In an intimate, though not unduly introspective, reading of Elgar’s Cello Concerto, American soloist Alisa Weilerstein played with unfailingly beautiful tone; but she employed a sometimes inappropriately wide vibrato and there was a general lack of colouristic variation, which limited her expressive range.  Wielerstein was flexible, and sometimes wayward, in her approach to phrasing and structure, causing Collon some difficulties in anticipating Wielerstein’s expressive caprices.  It is credit to the fine leadership of Duncan Riddell that the Philharmonia were able to accompany with such sureness and accuracy.  The third movement, Adagio, was most affecting, Weilerstein’s eloquent, soulful phrasing evoking a poignant sense of regret, and the strings of the Philharmonia providing wonderfully supportive and warm accompanying timbres.  Overall, there was certainly no doubting Weilerstein’s commitment or willingness to take risks; her cello is clearly an extension of her heart, and she balanced sensitive communication with whimsical reflection.
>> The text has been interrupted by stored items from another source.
PR #2121, opened 2025-01-27
[macOS] Multiline Pill Picker

mischreiber:
### Platforms Impacted
- [ ] iOS
- [ ] visionOS
- [x] macOS

### Description of changes

Created a new component, `MultilinePillPicker`, for macOS. Built in SwiftUI and wrapped (via `[MSF]MultilinePillPickerView`) for AppKit. Supports two rows of controls, with optional actions on selection.

### Binary change

n/a - no measurement system for macOS as of yet.

### Verification

Verified light and dark modes, enabled and disabled modes. See video and screenshots below.

<details>
<summary>Visual Verification</summary>

https://github.com/user-attachments/assets/038582f1-cbfc-49c8-8d6b-2e9e1a1c00c2

| Enabled                                    | Disabled                                  |
|--------------------------------------------|-------------------------------------------|
| light-enabled | light-disabled |
| dark-enabled | dark-disabled |

</details>

### Pull request checklist

This PR has considered:
- [x] Light and Dark appearances
- [ ] iOS supported versions (all major versions greater than or equal current target deployment version)
- [ ] VoiceOver and Keyboard Accessibility
- [ ] Internationalization and Right to Left layouts
- [ ] Different resolutions (1x, 2x, 3x)
- [ ] Size classes and window sizes (iPhone vs iPad, notched devices, multitasking, different window sizes, etc)
- [ ] iPad [Pointer interaction](https://developer.apple.com/documentation/uikit/pointer_interactions)
- [x] [SwiftUI](https://developer.apple.com/tutorials/swiftui) consumption (validation or new demo scenarios needed)
- [x] Objective-C exposure (provide it only if needed)
 ###### Microsoft Reviewers: [Open in CodeFlow](https://microsoft.github.io/open-pr/?codeflow=https://github.com/microsoft/fluentui-apple/pull/2121)

PR #2122, opened 2025-01-28
[macOS] Fix ObjC export of MultilinePillPickerView

mischreiber:
### Platforms Impacted
- [ ] iOS
- [ ] visionOS
- [x] macOS

### Description of changes

My previous PR #2121 didn't work in ObjC as expected. Since we don't have a real ObjC demo in macOS yet, this was manually validated to quickly unblock the issue.

(The problem was inheriting from a generic class -- that silently fails to export to Objective-C, even though there's an `@objc` in the title.)

### Binary change

n/a, still can't measure macOS

### Verification

Verified MPP component still renders as expected.

### Pull request checklist

This PR has considered:
 ###### Microsoft Reviewers: [Open in CodeFlow](https://microsoft.github.io/open-pr/?codeflow=https://github.com/microsoft/fluentui-apple/pull/2122)

### DIFF
--- a/Sources/FluentUI_macOS/Components/MultilinePillPicker/MultilinePillPickerView.swift
+++ b/Sources/FluentUI_macOS/Components/MultilinePillPicker/MultilinePillPickerView.swift
@@ -42,7 +42,7 @@ public final class MultilinePillPickerView: ControlHostingView, ObservableObject
 	@MainActor @Published public var labels: [String]
 	@MainActor @Published public var action: (@MainActor (Int) -> Void)?
 
-	@MainActor private var viewModel: MultilinePillPickerViewModel = .init()
+	@MainActor private let viewModel: MultilinePillPickerViewModel = .init()
 }
 
 /// Maps properties from `MultilinePillPickerView` to `MultilinePillPickerViewWrapper`.
--- a/Sources/FluentUI_macOS/Components/MultilinePillPicker/MultilinePillPickerView.swift
+++ b/Sources/FluentUI_macOS/Components/MultilinePillPicker/MultilinePillPickerView.swift
@@ -56,8 +56,10 @@ fileprivate struct MultilinePillPickerWrapper: View {
 	@ObservedObject var viewModel: MultilinePillPickerViewModel
 
 	var body: some View {
-		MultilinePillPicker(labels: viewModel.labels,
-							action: viewModel.action)
+		MultilinePillPicker(
+			labels: viewModel.labels,
+			action: viewModel.action
+		)
 		.disabled(!viewModel.isEnabled)
 	}
 }
--- a/Sources/FluentUI_macOS/Components/MultilinePillPicker/MultilinePillPickerView.swift
+++ b/Sources/FluentUI_macOS/Components/MultilinePillPicker/MultilinePillPickerView.swift
@@ -21,8 +21,18 @@ public final class MultilinePillPickerView: ControlHostingView, ObservableObject
 		self.action = action
 		super.init(AnyView(EmptyView()))
 
-		let wrapper = MultilinePillPickerWrapper(viewModel: self)
+		let wrapper = MultilinePillPickerWrapper(viewModel: viewModel)
 		self.hostingView.rootView = AnyView(wrapper)
+
+		// Set up observation to keep the view model in sync.
+		viewModel.loadProperties(from: self)
+		cancellable = self.objectWillChange.sink { [weak self] in
+			DispatchQueue.main.async {
+				if let self {
+					self.viewModel.loadProperties(from: self)
+				}
+			}
+		}
 	}
 
 	@MainActor required dynamic init?(coder aDecoder: NSCoder) {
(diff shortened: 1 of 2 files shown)


Sources/FluentUI_macOS/Components/MultilinePillPicker/MultilinePillPickerView.swift
```diff
@@ -49,6 +49,6 @@ public final class MultilinePillPickerView: ControlHostingView {
 	private func updatePicker() {
 		let picker = MultilinePillPicker(labels: labels, action: action)
```
lukas-cap, line 50: Does this approach block SwiftUI from nicely handling the state updates with transitions? Specifically `isEnabled` and `labels` feel like they should be Published props in an `ObservableObject`.

lukas-cap (approved):

Sources/FluentUI_macOS/Components/MultilinePillPicker/MultilinePillPickerView.swift
mischreiber: It's a good point! That's actually how most of our Fluent iOS components work. I'm not sure how I'd want to arrange that though -- the approach we used there is a bit cumbersome and doesn't play well with established things like pulling `isEnabled` from the environment.

nodes11 (approved):

Sources/FluentUI_macOS/Components/MultilinePillPicker/MultilinePillPickerView.swift
mischreiber: Talked offline, and came up with a very clever solution. Thanks @lukas-cap!

Sources/FluentUI_macOS/Components/MultilinePillPicker/MultilinePillPickerView.swift
```diff
@@ -30,25 +33,18 @@ public final class MultilinePillPickerView: ControlHostingView {
...
+fileprivate struct MultilinePillPickerWrapper: View {
+	@ObservedObject var viewModel: MultilinePillPickerView
 
-	private func updatePicker() {
-		let picker = MultilinePillPicker(labels: labels, action: action)
-			.disabled(!isEnabled)
-		rootView = AnyView(picker)
+	var body: some View {
+		MultilinePillPicker(labels: viewModel.labels,
+							action: viewModel.action)
```
lukas-cap, line 47: Intended whitespace? 

Screenshot 2025-01-28 at 3 49 20 PM

mischreiber: Ah it's GitHub not playing nicely with our existing indentation in FluentUI macOS. Looks right when tabs are set to four spaces instead of eight.

Saadnajmi (approved):

Sources/FluentUI_macOS/Core/ControlHostingView.swift
```diff
@@ -4,34 +4,71 @@
...
+	}
+
 	/// Initializes and returns an instance of `ControlHostingContainer` that wraps `controlView`.
 	///
 	/// Unfortunately this class can't use Swift generics, which are incompatible with Objective-C interop. Instead we have to wrap
 	/// the control view in an `AnyView.`
 	///
 	/// - Parameter controlView: An `AnyView`-wrapped component to host.
-	/// - Parameter safeAreaRegions: Passthrough to the respective property on NSHostingView.
+	/// - Parameter safeAreaRegions: Passthrough to the respective property on UIHostingController.
```
lukas-cap, line 25: Assuming this should still say NSHostingView

Sources/FluentUI_macOS/Components/MultilinePillPicker/MultilinePillPickerView.swift
```diff
@@ -18,37 +19,48 @@ public final class MultilinePillPickerView: ControlHostingView {
...
-	@MainActor public var action: (@MainActor (Int) -> Void)? {
-		didSet {
-			updatePicker()
-		}
-	}
+	@MainActor @Published public var isEnabled: Bool = true
+	@MainActor @Published public var labels: [String]
+	@MainActor @Published public var action: (@MainActor (Int) -> Void)?
+
+	@MainActor private var viewModel: MultilinePillPickerViewModel = .init()
```
lukas-cap, line 45: I think this can be let bc the VM is not a value type?

lukas-cap (approved):

Sources/FluentUI_macOS/Core/ControlHostingView.swift
mischreiber: Whoops, yeah copied a bit from the iOS one

Sources/FluentUI_macOS/Components/MultilinePillPicker/MultilinePillPickerView.swift
mischreiber: Yep good catch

It was after the interval that the Philharmonia really rose to expressive heights, in a wonderfully communicative performance of Vaughan Williams’ Third Symphony, the ‘Pastoral’.  It is a work which has gained the reputation of being an elegy for the dead of WWI, inspired as it was by the composer’s personal experience of hearing a bugler practising the last post and accidentally playing an interval of a seventh instead of an octave – an event which informed the trumpet cadenza in the second movement.  Here, the first movement possessed a spiritual solemnity, initiated by the haunting statements by the horns; ‘pastoral’ is a misleading epithet – Collon showed, through his control of the shifting harmonic centres, that in this work there is none of the glibness of works such as The Lark Ascending, rather the bleakness of French and Flemish devastated landscapes.  The chords slipped and slid like the mud of war-torn fields.  As we proceeded, heartfelt and communicative string solos lifted the emotional thermometer still higher; in particular, ravishing playing from Yukiko Ogura inspiring wonderfully rich imitation from her full viola section, and justly earned her the admiration of her fellow orchestral players at the close.  The solo interjections of cellist Timothy Walden were similarly stirring.  Jason Evans’ touching off-stage trumpet solo in the second movement was still ringing in our ears as he returned to his seat for the sprightly brass interjections of the third movement Scherzo.  Here, Collon shaped the lopsided dance rhythms well and conjured a whispering pianissimo in the breathless coda.  In the final movement, Lento, Collon established an assurance and composure, following the preceding greyness and uncertainty. There was some wonderful horn playing by Nigel Black, before Elizabeth Watts’ serene soprano floated over us from the uppermost balcony. It was as if time had stopped, and peace seemed possible.